Dans cette dynamique, le budget voté pour l'année 2023 a permis d'intégrer au sein du budget du ministère certains objets qui faisaient l'objet d'impasses récurrentes auparavant. Je pense ici aux bourses sur critères sociaux ou encore aux caisses de retraites de l'Opéra national de Paris et de la Comédie française, des régimes spéciaux concernant peu de personnes et qui ont été préservés dans le cadre de la réforme des retraites.

Concernant l'audiovisuel public, la dotation 2022 s'est élevée à 3,62 milliards d'euros, en baisse de 17,3 millions par rapport à la LFI 2021, soit une diminution de 0,5 %, hors crédits du plan de relance. L'année 2022 correspondait à la dernière année de la trajectoire fixée pour les années 2018 à 2022 vis-à-vis de l'audiovisuel public, soit une baisse de 190 millions d'euros. Cette diminution n'a pas empêché des records d'audience significatifs pour Radio France ou France Télévisions.

La loi de finances rectificative 2022 adoptée en août dernier n'a pas remis en cause cette trajectoire. Elle a acté la suppression de la contribution à l'audiovisuel public (CAP), conformément à l'engagement du Président de la République destiné à rendre du pouvoir d'achat aux Français. Elle a également défini de nouvelles modalités de financement de l'audiovisuel public, à titre transitoire jusqu'à la fin 2024, à travers l'affectation d'une fraction de la TVA à l'audiovisuel public. Elle a enfin prévu la compensation des effets fiscaux induits par ces nouvelles modalités de financement.

Cette année 2022 a en outre marqué la fin de la mise en œuvre du plan de transformation de l'audiovisuel public engagé en 2018, qui a permis des avancées notables, et en particulier le renforcement de l'offre de proximité entre France 3 et France Bleu.
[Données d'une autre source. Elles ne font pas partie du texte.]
PR #357, opened 2024-08-28
Report which apps require update in DownloadStarted event

detsch:
This is what the DonwloadStarted event details look like for an "apps sync" update operation:
```
Syncing Active Target Apps
- shellhttpd2: missing installation, to be re-installed
```
*(updated the above example after the latest force push)*

I've started by only adding the app name, but decided to go a little further by adding the specific reason as well, so I created a new patch on top of the original implementation.

### DIFF
--- a/src/aklite_client_ext.cc
+++ b/src/aklite_client_ext.cc
@@ -120,7 +120,8 @@ GetTargetToInstallResult AkliteClientExt::GetTargetToInstall(const CheckInResult
                << " Skipping its installation.";
     }
 
-    if (force_apps_sync || !client_->appsInSync(Target::fromTufTarget(current))) {
+    auto apps_to_update = client_->appsToUpdate(Target::fromTufTarget(current));
+    if (force_apps_sync || !apps_to_update.empty()) {
       // Force installation of apps
       res.selected_target = current;
       LOG_INFO
@@ -128,7 +129,10 @@ GetTargetToInstallResult AkliteClientExt::GetTargetToInstall(const CheckInResult
           << res.selected_target.Name();
 
       res.status = GetTargetToInstallResult::Status::UpdateSyncApps;
-      res.reason = "Syncing Active Target Apps";
+      res.reason = "Syncing Active Target Apps\n";
+      for (const auto& app_to_update : apps_to_update) {
+        res.reason += "- " + app_to_update.first + ": " + app_to_update.second + "\n";
+      }
     } else {
       // No targets to install
       res.selected_target = TufTarget();
--- a/src/composeappmanager.cc
+++ b/src/composeappmanager.cc
@@ -193,7 +193,8 @@ ComposeAppManager::AppsContainer ComposeAppManager::getApps(const Uptane::Target
   return apps;
 }
 
-ComposeAppManager::AppsContainer ComposeAppManager::getAppsToUpdate(const Uptane::Target& t) const {
+ComposeAppManager::AppsContainer ComposeAppManager::getAppsToUpdate(const Uptane::Target& t,
+                                                                    AppsSyncReason& apps_and_reasons) const {
   AppsContainer apps_to_update;
 
   auto currently_installed_target_apps = Target::appsJson(OstreeManager::getCurrent());
@@ -206,6 +207,7 @@ ComposeAppManager::AppsContainer ComposeAppManager::getAppsToUpdate(const Uptane
     if (app_data.empty()) {
       // new app in Target
       apps_to_update.insert(app_pair);
+      apps_and_reasons[app_pair.first] = "new app in target";
       LOG_INFO << app_name << " will be installed";
       continue;
     }
@@ -213,6 +215,7 @@ ComposeAppManager::AppsContainer ComposeAppManager::getAppsToUpdate(const Uptane
     if (app_pair.second != app_data["uri"].asString()) {
       // an existing App update
       apps_to_update.insert(app_pair);
+      apps_and_reasons[app_pair.first] = "new version in target";
       LOG_INFO << app_name << " will be updated";
       continue;
     }
@@ -221,15 +224,24 @@ ComposeAppManager::AppsContainer ComposeAppManager::getAppsToUpdate(const Uptane
         !boost::filesystem::exists(cfg_.apps_root / app_name / Docker::ComposeAppEngine::ComposeFile)) {
       // an App that is supposed to be installed has been removed somehow, let's install it again
       apps_to_update.insert(app_pair);
+      apps_and_reasons[app_pair.first] = "missing installation, to be re-installed";
       LOG_INFO << app_name << " will be re-installed";
       continue;
     }
 
     LOG_DEBUG << app_name << " performing full status check";
-    if (!app_engine_->isFetched({app_name, app_pair.second}) || !app_engine_->isRunning({app_name, app_pair.second})) {
-      // an App that is supposed to be installed and running is not fully installed or running
+    if (!app_engine_->isFetched({app_name, app_pair.second})) {
+      // an App that is supposed to be installed is not fully installed
       apps_to_update.insert(app_pair);
-      LOG_INFO << app_name << " update will be re-installed or completed";
+      apps_and_reasons[app_pair.first] = "not fetched";
+      LOG_INFO << app_name << " is not fully fetched; missing blobs will be fetched";
+      continue;
+    }
+    if (!app_engine_->isRunning({app_name, app_pair.second})) {
+      // an App that is supposed to running is not running
+      apps_to_update.insert(app_pair);
+      apps_and_reasons[app_pair.first] = "not running";
+      LOG_INFO << app_name << " is not installed or not running; will be installed and started";
       continue;
     }
   }
@@ -237,13 +249,19 @@ ComposeAppManager::AppsContainer ComposeAppManager::getAppsToUpdate(const Uptane
   return apps_to_update;
 }
 
-bool ComposeAppManager::checkForAppsToUpdate(const Uptane::Target& target) {
-  cur_apps_to_fetch_and_update_ = getAppsToUpdate(target);
+ComposeAppManager::AppsSyncReason ComposeAppManager::checkForAppsToUpdate(const Uptane::Target& target) {
+  AppsSyncReason apps_and_reasons;
+  cur_apps_to_fetch_and_update_ = getAppsToUpdate(target, apps_and_reasons);
   if (!!cfg_.reset_apps) {
     cur_apps_to_fetch_ = getAppsToFetch(target);
   }
   are_apps_checked_ = true;
-  return cur_apps_to_fetch_and_update_.empty() && cur_apps_to_fetch_.empty();
+  for (const auto& app : cur_apps_to_fetch_) {
+    if (apps_and_reasons.count(app.first) == 0) {
+      apps_and_reasons[app.first] = "not fetched (reset apps)";
+    }
+  }
+  return apps_and_reasons;
 }
 
 DownloadResult ComposeAppManager::Download(const TufTarget& target) {
--- a/src/cli/cli.cc
+++ b/src/cli/cli.cc
@@ -300,7 +300,7 @@ static StatusCode pullAndInstall(AkliteClientExt &client, int version, const std
     LOG_WARNING << "Downgrading from " << current.Version() << " to  " << gti_res.selected_target.Version() << "...";
   }
 
-  auto pi_res = client.PullAndInstall(gti_res.selected_target, "", "", install_mode, local_update_source,
+  auto pi_res = client.PullAndInstall(gti_res.selected_target, gti_res.reason, "", install_mode, local_update_source,
                                       pull_mode == PullMode::All, do_install);
   return res2StatusCode<InstallResult::Status>(i2s, pi_res.status);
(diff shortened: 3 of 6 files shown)


src/aklite_client_ext.cc
```diff
@@ -120,15 +120,17 @@ GetTargetToInstallResult AkliteClientExt::GetTargetToInstall(const CheckInResult
...
       // Force installation of apps
       res.selected_target = current;
       LOG_INFO
           << "The specified Target is already installed, enforcing installation to make sure it's synced and running:"
           << res.selected_target.Name();
 
       res.status = GetTargetToInstallResult::Status::UpdateSyncApps;
-      res.reason = "Syncing Active Target Apps";
+      res.reason =
+          "Syncing Active Target Apps\nApps requiring update:\n" + boost::algorithm::join(apps_to_update, "\n");
```
mike-sul, line 133: IMO, "Apps requiring update" is redundant after this "Syncing Active Target Apps".
So, I would compose slightly different log:
Instead of
```
 Details:
 | Syncing Active Target Apps
 | Apps requiring update:
 | ml-app (not fetched / not running)
```
produce
```
 Details:
 | Syncing Active Target Apps
 | - ml-app: not fetched / not running
 | - app01: <reason>
 | ...
```

src/composeappmanager.cc
```diff
@@ -237,13 +237,22 @@ ComposeAppManager::AppsContainer ComposeAppManager::getAppsToUpdate(const Uptane
...
 
-bool ComposeAppManager::checkForAppsToUpdate(const Uptane::Target& target) {
+std::vector<std::string> ComposeAppManager::checkForAppsToUpdate(const Uptane::Target& target) {
   cur_apps_to_fetch_and_update_ = getAppsToUpdate(target);
   if (!!cfg_.reset_apps) {
     cur_apps_to_fetch_ = getAppsToFetch(target);
   }
   are_apps_checked_ = true;
-  return cur_apps_to_fetch_and_update_.empty() && cur_apps_to_fetch_.empty();
+  std::vector<std::string> ret;
```
mike-sul: Why do we need these two loops?

src/composeappmanager.cc
```diff
@@ -206,13 +208,15 @@ ComposeAppManager::AppsContainer ComposeAppManager::getAppsToUpdate(const Uptane
     if (app_data.empty()) {
       // new app in Target
       apps_to_update.insert(app_pair);
+      apps_and_reasons.push_back(app_pair.first + " (new app in target)");
```
mike-sul, line 211: I don't think this case can happen during the target "sync". IIRC, it can happen only during new target installation. If so, then this is redundant, no point in adding it.

src/composeappmanager.cc
```diff
@@ -206,13 +208,15 @@ ComposeAppManager::AppsContainer ComposeAppManager::getAppsToUpdate(const Uptane
...
       LOG_INFO << app_name << " will be installed";
       continue;
     }
 
     if (app_pair.second != app_data["uri"].asString()) {
       // an existing App update
       apps_to_update.insert(app_pair);
+      apps_and_reasons.push_back(app_pair.first + " (new version)");
```
mike-sul, line 219: The same as above, this is the new target case - in this case a reason of update is a new Target update.

src/composeappmanager.cc
```diff
@@ -221,6 +225,7 @@ ComposeAppManager::AppsContainer ComposeAppManager::getAppsToUpdate(const Uptane
         !boost::filesystem::exists(cfg_.apps_root / app_name / Docker::ComposeAppEngine::ComposeFile)) {
       // an App that is supposed to be installed has been removed somehow, let's install it again
       apps_to_update.insert(app_pair);
+      apps_and_reasons.push_back(app_pair.first + " (removed)");
```
mike-sul, line 228: Maybe something like: "app: missing installation, to be re-installed".

src/composeappmanager.cc
```diff
@@ -229,6 +234,7 @@ ComposeAppManager::AppsContainer ComposeAppManager::getAppsToUpdate(const Uptane
     if (!app_engine_->isFetched({app_name, app_pair.second}) || !app_engine_->isRunning({app_name, app_pair.second})) {
       // an App that is supposed to be installed and running is not fully installed or running
       apps_to_update.insert(app_pair);
+      apps_and_reasons.push_back(app_pair.first + " (not fetched / not running)");
```
mike-sul, line 237: I would break this "if" into two parts to detect the exact reason, whether app is not fetched or not running. Then the log message will be more precise, e.g.

```
 - app01: not fetched
 - app02: not running
```

mike-sul:
@detsch This is the nice idea, thanks for doing it.

src/composeappmanager.cc
detsch: To merge the app names from both cur_apps_to_fetch_and_update_ and cur_apps_to_fetch_. Next commit changes it anyway, perhaps I should squash the 2 last commits, if we decide that we want reason to be reported as well.

src/aklite_client_ext.cc
detsch: Updated.

src/composeappmanager.cc
detsch: Done, now we have 2 ifs

detsch:
I've updated the internal structure used to store the apps and reasons from vector to map, so the format is fully applied when building the reason string, not concatenating app name and reason before that.

src/composeappmanager.cc
detsch: I would keep adding a reason for all situations, even when they are not supposed to happen for the "app sync" case. This way we could easily spot an unexpected situation from the event alone. Also, if we eventually implement additional details for a "target update to N+1" event, we already have this information at hand.

src/composeappmanager.cc
```diff
@@ -238,21 +244,19 @@ ComposeAppManager::AppsContainer ComposeAppManager::getAppsToUpdate(const Uptane
...
   }
   are_apps_checked_ = true;
-  std::vector<std::string> ret;
-  for (const auto& app : cur_apps_to_fetch_and_update_) {
-    ret.push_back(app.first);
-  }
   for (const auto& app : cur_apps_to_fetch_) {
-    if (std::find(ret.begin(), ret.end(), app.first) == ret.end()) {
-      ret.push_back(app.first);
+    auto app_and_reason = app.first + "(not fetched)";
```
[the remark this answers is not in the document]
detsch: Like for https://github.com/foundriesio/aktualizr-lite/pull/357#discussion_r1737102405, I would rather keep it. I'm using a different reason string for that specific case, so we can spot an unexpected situation immediately by looking at the event.

detsch:
@mike-sul I've taken a look into adding apps to update + reasons to the "update to target N+1" event, but it is not as trivial as this PR. We currently send the `DownloadStarted` event before knowing which apps need to be updated, and the code structure there is more complex, a lot more changes would be needed. I'll keep an eye on it and if I visualize some change that makes sense in that direction, I may try something. But it is not worth to deal with it in this PR.

src/aklite_client_ext.cc
```diff
@@ -129,8 +129,10 @@ GetTargetToInstallResult AkliteClientExt::GetTargetToInstall(const CheckInResult
           << res.selected_target.Name();
 
       res.status = GetTargetToInstallResult::Status::UpdateSyncApps;
-      res.reason =
-          "Syncing Active Target Apps\nApps requiring update:\n" + boost::algorithm::join(apps_to_update, "\n");
+      res.reason = "Syncing Active Target Apps\n";
```
mike-sul, line 132: I think we can combine the last two commits into a single commit as they change the same code lines twice.

src/composeappmanager.cc
```diff
@@ -221,38 +225,45 @@ ComposeAppManager::AppsContainer ComposeAppManager::getAppsToUpdate(const Uptane
...
 
     LOG_DEBUG << app_name << " performing full status check";
-    if (!app_engine_->isFetched({app_name, app_pair.second}) || !app_engine_->isRunning({app_name, app_pair.second})) {
-      // an App that is supposed to be installed and running is not fully installed or running
+    if (!app_engine_->isFetched({app_name, app_pair.second})) {
+      // an App that is supposed to be installed is not fully installed
       apps_to_update.insert(app_pair);
-      LOG_INFO << app_name << " update will be re-installed or completed";
+      apps_and_reasons[app_pair.first] = "not fetched";
+      LOG_INFO << app_name << " is not fully installed. Will be re-installed or have update completed";
```
mike-sul, line 238: Maybe `is not fully fetched`?

src/composeappmanager.cc
```diff
@@ -221,38 +225,45 @@ ComposeAppManager::AppsContainer ComposeAppManager::getAppsToUpdate(const Uptane
...
+      continue;
+    }
+    if (!app_engine_->isRunning({app_name, app_pair.second})) {
+      // an App that is supposed to running is not running
+      apps_to_update.insert(app_pair);
+      apps_and_reasons[app_pair.first] = "not running";
+      LOG_INFO << app_name << " is not running. Will be re-installed or have update completed";
```
mike-sul, line 245: Maybe `is not installed or not running; will be installed and started`.

src/composeappmanager.cc
```diff
@@ -193,7 +194,8 @@ ComposeAppManager::AppsContainer ComposeAppManager::getApps(const Uptane::Target
   return apps;
 }
 
-ComposeAppManager::AppsContainer ComposeAppManager::getAppsToUpdate(const Uptane::Target& t) const {
+ComposeAppManager::AppsContainer ComposeAppManager::getAppsToUpdate(
+    const Uptane::Target& t, std::unordered_map<std::string, std::string>& apps_and_reasons) const {
```
mike-sul, line 198: Maybe using `AppsContainer` type for `apps_and_reasons` instead of `std::unordered_map<std::string, std::string>` would make the change/code a bit cleaner?

src/aklite_client_ext.cc
mike-sul: Let's combine commits into a single one.

src/composeappmanager.cc
mike-sul: Let's squash the commits.

mike-sul:
> I'll keep an eye on it and if I visualize some change that makes sense in that direction, I may try something. But it is not worth to deal with it in this PR.

No need to worry about it. It is not so important for the regular update case (N to N+1 update).

src/composeappmanager.cc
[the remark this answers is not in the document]
mike-sul: ok

src/composeappmanager.cc
mike-sul: ok

src/composeappmanager.cc
detsch: I though about it. Problem is that currently `AppsContainer` contains `name` + `uri`. We could re-structure `AppsContainer` to make it contain an additional field, but it would be unset most of the time, and additional code changes would be needed. Just replacing the use of `uri` with `reason` in that specific case would be too confusing, IMO.

src/composeappmanager.cc
detsch: Updated. You are much more familiar with the details of each app installation situation, so I'm just following your lead on these two suggestions.

src/composeappmanager.cc
detsch: Updated.

src/aklite_client_ext.cc
detsch: Done.

src/composeappmanager.cc
detsch: Updated.

src/composeappmanager.cc
detsch: Commits squashed.

src/composeappmanager.cc
mike-sul: > We could re-structure `AppsContainer` to make it contain an additional field, but it would be unset most of the time

Why do we need any additional field in `AppsContainer`?

Effectively, `AppsContainer == std::unordered_map<std::string, std::string>`, this is exactly the type you use for the second param `apps_and_reasons`.
Therefore, `getAppsToUpdate(
    const Uptane::Target& t, std::unordered_map<std::string, std::string>& apps_and_reasons)` can be declared as `getAppsToUpdate(
    const Uptane::Target& t, AppsContainer& apps_and_reasons)`

detsch: I think reusing the `AppsContainer` type replacing the `uri` with `reason` as the `.second` field might led to confusion. I would expect `AppsContainer` to be used consistently in all locations.

mike-sul: Well, I don't see much problem in it as long as variable is named correspondingly. We use the same type, e.g. `std::unordered_map<std::string, std::string>` for many different things, and what exactly the container carries is determined rather by the usage context and variable name.

As an option, we can introduce a new type, e.g. `AppsSyncReason == std::unordered_map<std::string, std::string>` or something like that.

detsch: I'm OK with having  `AppsSyncReason`.
I've updated the commit accordingly.

mike-sul: Thanks.

mike-sul (approved):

Pour 2023, le budget que j'ai porté devant le Parlement avec l'ensemble des équipes du ministère de la culture a permis de continuer dans cette dynamique et de porter mes priorités pour la culture. Ces dernières visent à atteindre les objectifs suivants :

– favoriser l'accès à la culture pour tous (pass Culture, politique d'éducation artistique, renforcement de l'action en faveur de l'inclusion et de l'accessibilité) ;

– favoriser notre souveraineté culturelle en soutenant la création française dans les mondes physique et numérique ;

– protéger et réinventer le patrimoine ;

– garantir le pluralisme des médias et l'accès à une information libre et indépendante, tout en confortant les moyens pour développer les compétences et l'emploi culturel ;

– renforcer l'ancrage territorial et international du ministère.

Les crédits obtenus et votés pour le budget 2023 ont augmenté de 7 % par rapport à 2022. Pour mémoire, les crédits du ministère de la culture sont passés de 3,4 milliards d'euros en LFI 2017 à 4,2 milliards en LFI 2023 (hors audiovisuel public et hors charges de pensions civiles). Les crédits de l'audiovisuel public 2023 s'élèvent à 3,8 milliards d'euros, soit une hausse de 3 % par rapport à 2022.

Le gouvernement a entamé les discussions avec les entreprises audiovisuelles publiques sur la prochaine génération de contrats d'objectifs et de moyens (COM) pour la période 2024-2028, qui ont vocation à être conclus cette année.